Collected data:
PR #178, opened 2024-04-10
feat: add user measurements in shared

adrian-codecov:
This ticket is mostly to move + mildly adjust merged changes from api to shared. Namely, those changes are the ones from these 2 prs: https://github.com/codecov/codecov-api/pull/414 and https://github.com/codecov/codecov-api/pull/425.

We're moving the user_measurement + query/insert logic to this table from API to Shared, as well as the partitioning manager.

The user_measurements table exists in prod + staging but they don't have any data, so I'll coordinate with ops to delete those tables, run fresh partitions + set this model as a fresh model from fresh rather than a prexisting api model for ease.

### Legal Boilerplate


shared/django_apps/dummy_settings.py
```diff
@@ -21,10 +28,29 @@
     "shared.django_apps.reports",
 ]
 
-MIDDLEWARE = []
-
-TEMPLATES = []
+# Needed for makemigrations to work
```
adrian-codecov, line 31: Had to bring these 2 back since the `makemigrations` command complained otherwise

shared/django_apps/dummy_settings.py
```diff
@@ -68,6 +94,12 @@
 
 AUTH_PASSWORD_VALIDATORS = []
 
+# See https://django-postgres-extra.readthedocs.io/en/master/settings.html
+POSTGRES_EXTRA_DB_BACKEND_BASE: "django_prometheus.db.backends.postgresql"
```
adrian-codecov, line 98: So we didn't have the engine set to `django_prometheus` like api did here, https://github.com/codecov/codecov-api/pull/414/files#diff-82bf6dbe04b3ff913e6d14636041575bd98d8363d424e0168e72bb8ab7c5e700L201, but we want to keep the DB settings aligned don't we?

shared/django_apps/user_measurements/partitioning.py
```diff
@@ -0,0 +1,27 @@
...
+    PostgresCurrentTimePartitioningStrategy,
+    PostgresPartitioningManager,
+    PostgresTimePartitionSize,
+)
+from psqlextra.partitioning.config import PostgresPartitioningConfig
+
+from shared.django_apps.user_measurements.models import UserMeasurement
+
+# Overlapping partitions will cause errors - https://www.postgresql.org/docs/current/ddl-partitioning.html#DDL-PARTITIONING-DECLARATIVE -> "create partitions"
+manager = PostgresPartitioningManager(
```
joseph-sentry, line 12: does this specific manager object get used anywhere

shared/upload/utils.py
```diff
@@ -0,0 +1,56 @@
...
+    CLI = "cli"
+
+
+def query_monthly_coverage_measurements(plan_service: PlanService) -> int:
+    owner = plan_service.current_org
+    queryset = UserMeasurement.objects.filter(
+        owner=owner,
+        private_repo=True,
+        created_at__gte=timezone.now() - timedelta(days=30),
+        report_type="coverage",
```
joseph-sentry, line 25: maybe this can be `ReportType.COVERAGE.value`

shared/django_apps/user_measurements/partitioning.py
```diff
@@ -0,0 +1,27 @@
...
+        # 12 partitions ahead, each partition is 1 month
+        # Partitions can be deleted after 12 months of their starting date, not their creation, via the pgpartition command.
+        # They won't be automatically deleted though.
+        # Partitions will be named `[table_name]_[year]_[3-letter month name]`.
+        PostgresPartitioningConfig(
+            model=UserMeasurement,
+            strategy=PostgresCurrentTimePartitioningStrategy(
+                size=PostgresTimePartitionSize(months=1),
+                count=12,
+                max_age=relativedelta(months=12),
```
joseph-sentry, line 23: is this not insinuated by the count above?

shared/django_apps/user_measurements/models.py
```diff
@@ -0,0 +1,56 @@
...
+    created_at = models.DateTimeField(auto_now_add=True)
+    uploader_used = models.CharField()
+    private_repo = models.BooleanField()
+    report_type = models.CharField(
+        null=True, max_length=100, choices=ReportType.choices
+    )
+
+    class Meta:
+        db_table = "user_measurements"
+        indexes = [
```
joseph-sentry, line 45: good indexes 👍

joseph-sentry (approved):
looks good, just had some questions

shared/django_apps/user_measurements/partitioning.py
adrian-codecov: Yeap, this is the code that enables running the `python manage.py pgpartition` command, which automatically creates the partitions specified in these settings. I followed the config instructions of the docs, https://django-postgres-extra.readthedocs.io/en/latest/table_partitioning.html#configuration

I also centralized the logic here in case the partition logic wants to be called in any of its child repositories

shared/upload/utils.py
adrian-codecov: yeap good callout, pushing in a bit

shared/django_apps/user_measurements/partitioning.py
adrian-codecov: Yeah this settings is mostly a "after how long are these partitions safely deletable by the partition command". So these could be 24 or any non 12 number for instance, so while they're the same number, they are distinct. This also means that the April 2024 partition is deletable in april 2025, and the may 2024 one in may 2025 and so on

• _Task brief_
In full and word for word, set down the records shown above.

• _Answer to this exercise_
PR #178, opened 2024-04-10
feat: add user measurements in shared

adrian-codecov:
This ticket is mostly to move + mildly adjust merged changes from api to shared. Namely, those changes are the ones from these 2 prs: https://github.com/codecov/codecov-api/pull/414 and https://github.com/codecov/codecov-api/pull/425.

We're moving the user_measurement + query/insert logic to this table from API to Shared, as well as the partitioning manager.

The user_measurements table exists in prod + staging but they don't have any data, so I'll coordinate with ops to delete those tables, run fresh partitions + set this model as a fresh model from fresh rather than a prexisting api model for ease.

### Legal Boilerplate


shared/django_apps/dummy_settings.py
```diff
@@ -21,10 +28,29 @@
     "shared.django_apps.reports",
 ]
 
-MIDDLEWARE = []
-
-TEMPLATES = []
+# Needed for makemigrations to work
```
adrian-codecov, line 31: Had to bring these 2 back since the `makemigrations` command complained otherwise

shared/django_apps/dummy_settings.py
```diff
@@ -68,6 +94,12 @@
 
 AUTH_PASSWORD_VALIDATORS = []
 
+# See https://django-postgres-extra.readthedocs.io/en/master/settings.html
+POSTGRES_EXTRA_DB_BACKEND_BASE: "django_prometheus.db.backends.postgresql"
```
adrian-codecov, line 98: So we didn't have the engine set to `django_prometheus` like api did here, https://github.com/codecov/codecov-api/pull/414/files#diff-82bf6dbe04b3ff913e6d14636041575bd98d8363d424e0168e72bb8ab7c5e700L201, but we want to keep the DB settings aligned don't we?

shared/django_apps/user_measurements/partitioning.py
```diff
@@ -0,0 +1,27 @@
...
+    PostgresCurrentTimePartitioningStrategy,
+    PostgresPartitioningManager,
+    PostgresTimePartitionSize,
+)
+from psqlextra.partitioning.config import PostgresPartitioningConfig
+
+from shared.django_apps.user_measurements.models import UserMeasurement
+
+# Overlapping partitions will cause errors - https://www.postgresql.org/docs/current/ddl-partitioning.html#DDL-PARTITIONING-DECLARATIVE -> "create partitions"
+manager = PostgresPartitioningManager(
```
joseph-sentry, line 12: does this specific manager object get used anywhere

shared/upload/utils.py
```diff
@@ -0,0 +1,56 @@
...
+    CLI = "cli"
+
+
+def query_monthly_coverage_measurements(plan_service: PlanService) -> int:
+    owner = plan_service.current_org
+    queryset = UserMeasurement.objects.filter(
+        owner=owner,
+        private_repo=True,
+        created_at__gte=timezone.now() - timedelta(days=30),
+        report_type="coverage",
```
joseph-sentry, line 25: maybe this can be `ReportType.COVERAGE.value`

shared/django_apps/user_measurements/partitioning.py
```diff
@@ -0,0 +1,27 @@
...
+        # 12 partitions ahead, each partition is 1 month
+        # Partitions can be deleted after 12 months of their starting date, not their creation, via the pgpartition command.
+        # They won't be automatically deleted though.
+        # Partitions will be named `[table_name]_[year]_[3-letter month name]`.
+        PostgresPartitioningConfig(
+            model=UserMeasurement,
+            strategy=PostgresCurrentTimePartitioningStrategy(
+                size=PostgresTimePartitionSize(months=1),
+                count=12,
+                max_age=relativedelta(months=12),
```
joseph-sentry, line 23: is this not insinuated by the count above?

shared/django_apps/user_measurements/models.py
```diff
@@ -0,0 +1,56 @@
...
+    created_at = models.DateTimeField(auto_now_add=True)
+    uploader_used = models.CharField()
+    private_repo = models.BooleanField()
+    report_type = models.CharField(
+        null=True, max_length=100, choices=ReportType.choices
+    )
+
+    class Meta:
+        db_table = "user_measurements"
+        indexes = [
```
joseph-sentry, line 45: good indexes 👍

joseph-sentry (approved):
looks good, just had some questions

shared/django_apps/user_measurements/partitioning.py
adrian-codecov: Yeap, this is the code that enables running the `python manage.py pgpartition` command, which automatically creates the partitions specified in these settings. I followed the config instructions of the docs, https://django-postgres-extra.readthedocs.io/en/latest/table_partitioning.html#configuration

I also centralized the logic here in case the partition logic wants to be called in any of its child repositories

shared/upload/utils.py
adrian-codecov: yeap good callout, pushing in a bit

shared/django_apps/user_measurements/partitioning.py
adrian-codecov: Yeah this settings is mostly a "after how long are these partitions safely deletable by the partition command". So these could be 24 or any non 12 number for instance, so while they're the same number, they are distinct. This also means that the April 2024 partition is deletable in april 2025, and the may 2024 one in may 2025 and so on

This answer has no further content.